A traditional BA program will give you the most broad experience, IE make of it what you will and you get to take more classes that are non-theatre. If you want to be a "theatre generalists" you probably want to look for a smaller BA or BFA program. One that has students doing everything and anything. That is the kind of program I graduated from. Though everyone had an emphasis, that did not keep me from working in the costume shop, taking make-up classes, building scenery, hanging lights, designing scenery, designing lighting, and who knows what else. Larger conservatory programs tend to pigeonhole you in one area. Smaller programs tend to let you do anything you want to do. In order to teach at a HS, you need to be a jack of all trades. After you design the scenery... you have to build it... after its built... you have to paint it, after its painted you have design lights for it.... then you have to hang those lights, then you have to cue it..... 
Obviously students are doing most of the work along the way, but your still the guiding light. 

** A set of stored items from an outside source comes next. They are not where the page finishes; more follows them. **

PR #3657, opened 2020-04-16
[Go] remove "-lpthread" flag from "compile_fuzzer" and fix comments (#2714).

Dor1s:
Looks like it isn't needed anymore, or maybe it was never needed and I mistakenly added it in the first place.

Also fixed `gonids` and `go-dns` builds, they had import errors.

### DIFF
--- a/projects/golang/build.sh
+++ b/projects/golang/build.sh
@@ -13,23 +13,23 @@
 # limitations under the License.
 
 function compile_fuzzer {
-    fuzzer=$(basename $1)
+  fuzzer=$(basename $1)
 
-    # Instrument all Go files relevant to this fuzzer, compile and store in $fuzzer.a
-    go-fuzz -o $fuzzer.a github.com/dvyukov/go-fuzz-corpus/$fuzzer
+  # Compile and instrument all Go files relevant to this fuzz target.
+  go-fuzz -o $fuzzer.a github.com/dvyukov/go-fuzz-corpus/$fuzzer
 
-    # Instrumented, compiled Go ($fuzzer.a) + libFuzzer = fuzzer binary
-    $CXX $CXXFLAGS $LIB_FUZZING_ENGINE $fuzzer.a -lpthread -o fuzzer-$fuzzer
+  # Link Go code ($fuzzer.a) with fuzzing engine to produce fuzz target binary.
+  $CXX $CXXFLAGS $LIB_FUZZING_ENGINE $fuzzer.a -o fuzzer-$fuzzer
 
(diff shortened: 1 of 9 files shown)


Dor1s:
Also fixed gonids and go-dns builds.

projects/golang/build.sh
```diff
@@ -13,23 +13,23 @@
...
 
-    # Instrumented, compiled Go ($fuzzer.a) + libFuzzer = fuzzer binary
-    $CXX $CXXFLAGS $LIB_FUZZING_ENGINE $fuzzer.a -lpthread -o fuzzer-$fuzzer
+  # Link Go code ($fuzzer.a) with fuzzing engine to produce fuzz target binary.
+  $CXX $CXXFLAGS $LIB_FUZZING_ENGINE $fuzzer.a -o fuzzer-$fuzzer
 
-    # Copy the fuzzer binary
-    cp fuzzer-$fuzzer $OUT
+  # Copy the fuzzer binary
+  cp fuzzer-$fuzzer $OUT
```
inferno-chromium, line 25: nit: i think these two cps can be removed by adding $OUT/ as prefix in the two commands.

projects/gonids/build.sh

When you start looking for schools, ask questions like "If I want to design lights, can I also design costumes?" "How much student produced work is put on?". Look for a program that will let you experience as much as you can and do as much as you can. If you want to specialize, go to Grad School.


----------



## gafftaper (Aug 18, 2009)

Great advice there from Footer. As he said, ask around to find a program that will give you the largest variety experience.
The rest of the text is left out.